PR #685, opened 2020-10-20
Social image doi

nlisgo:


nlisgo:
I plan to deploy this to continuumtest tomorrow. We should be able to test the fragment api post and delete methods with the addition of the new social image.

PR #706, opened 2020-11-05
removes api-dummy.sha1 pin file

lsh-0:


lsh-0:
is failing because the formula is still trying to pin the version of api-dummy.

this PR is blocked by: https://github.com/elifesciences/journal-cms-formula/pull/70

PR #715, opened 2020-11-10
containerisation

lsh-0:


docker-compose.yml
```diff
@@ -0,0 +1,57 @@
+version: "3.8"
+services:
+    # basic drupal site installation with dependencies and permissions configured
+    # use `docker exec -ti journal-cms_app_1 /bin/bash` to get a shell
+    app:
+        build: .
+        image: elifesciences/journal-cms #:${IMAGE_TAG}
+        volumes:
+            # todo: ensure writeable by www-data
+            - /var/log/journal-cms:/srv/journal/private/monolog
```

* * * *

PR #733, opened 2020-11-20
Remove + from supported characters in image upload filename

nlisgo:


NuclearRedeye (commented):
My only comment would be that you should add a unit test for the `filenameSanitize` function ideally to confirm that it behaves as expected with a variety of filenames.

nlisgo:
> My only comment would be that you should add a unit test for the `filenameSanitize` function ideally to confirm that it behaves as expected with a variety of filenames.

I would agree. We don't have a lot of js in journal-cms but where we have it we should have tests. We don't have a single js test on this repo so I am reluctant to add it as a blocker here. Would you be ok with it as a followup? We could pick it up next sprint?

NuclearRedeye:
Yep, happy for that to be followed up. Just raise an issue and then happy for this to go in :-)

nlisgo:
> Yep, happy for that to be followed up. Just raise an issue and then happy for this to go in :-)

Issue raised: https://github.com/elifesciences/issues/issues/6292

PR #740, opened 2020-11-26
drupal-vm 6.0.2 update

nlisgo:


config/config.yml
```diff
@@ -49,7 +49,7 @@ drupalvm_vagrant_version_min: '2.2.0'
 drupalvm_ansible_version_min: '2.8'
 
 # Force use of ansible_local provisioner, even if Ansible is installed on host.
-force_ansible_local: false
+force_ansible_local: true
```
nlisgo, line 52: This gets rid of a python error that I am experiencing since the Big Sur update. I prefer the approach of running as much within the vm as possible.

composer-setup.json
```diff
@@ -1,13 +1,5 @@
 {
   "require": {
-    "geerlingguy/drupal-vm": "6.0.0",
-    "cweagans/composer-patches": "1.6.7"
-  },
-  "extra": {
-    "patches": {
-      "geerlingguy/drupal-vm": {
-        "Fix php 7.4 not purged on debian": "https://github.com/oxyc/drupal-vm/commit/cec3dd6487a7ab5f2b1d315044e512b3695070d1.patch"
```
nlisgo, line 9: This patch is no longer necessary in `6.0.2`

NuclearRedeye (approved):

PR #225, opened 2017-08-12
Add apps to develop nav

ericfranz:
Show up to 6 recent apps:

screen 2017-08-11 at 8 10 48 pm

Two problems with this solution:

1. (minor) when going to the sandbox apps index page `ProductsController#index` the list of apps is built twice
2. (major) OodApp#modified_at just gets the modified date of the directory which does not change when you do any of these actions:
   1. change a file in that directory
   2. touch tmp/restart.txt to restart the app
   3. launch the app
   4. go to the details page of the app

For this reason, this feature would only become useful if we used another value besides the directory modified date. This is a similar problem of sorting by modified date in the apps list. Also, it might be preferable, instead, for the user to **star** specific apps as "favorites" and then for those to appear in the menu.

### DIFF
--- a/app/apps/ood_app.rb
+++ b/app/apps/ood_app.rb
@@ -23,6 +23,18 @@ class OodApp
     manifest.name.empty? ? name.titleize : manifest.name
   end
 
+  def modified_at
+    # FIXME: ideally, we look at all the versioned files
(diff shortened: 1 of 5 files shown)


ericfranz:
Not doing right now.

* * * *

EXERCISE:
Where the line holding "PR #740, opened 2020-11-26" appears in the listing above, start reproducing exactly, and end with the line holding "Two problems with".

RESPONSE AREA:
PR #740, opened 2020-11-26
drupal-vm 6.0.2 update

nlisgo:


config/config.yml
```diff
@@ -49,7 +49,7 @@ drupalvm_vagrant_version_min: '2.2.0'
 drupalvm_ansible_version_min: '2.8'
 
 # Force use of ansible_local provisioner, even if Ansible is installed on host.
-force_ansible_local: false
+force_ansible_local: true
```
nlisgo, line 52: This gets rid of a python error that I am experiencing since the Big Sur update. I prefer the approach of running as much within the vm as possible.

composer-setup.json
```diff
@@ -1,13 +1,5 @@
 {
   "require": {
-    "geerlingguy/drupal-vm": "6.0.0",
-    "cweagans/composer-patches": "1.6.7"
-  },
-  "extra": {
-    "patches": {
-      "geerlingguy/drupal-vm": {
-        "Fix php 7.4 not purged on debian": "https://github.com/oxyc/drupal-vm/commit/cec3dd6487a7ab5f2b1d315044e512b3695070d1.patch"
```
nlisgo, line 9: This patch is no longer necessary in `6.0.2`

NuclearRedeye (approved):

PR #225, opened 2017-08-12
Add apps to develop nav

ericfranz:
Show up to 6 recent apps:

screen 2017-08-11 at 8 10 48 pm

Two problems with this solution:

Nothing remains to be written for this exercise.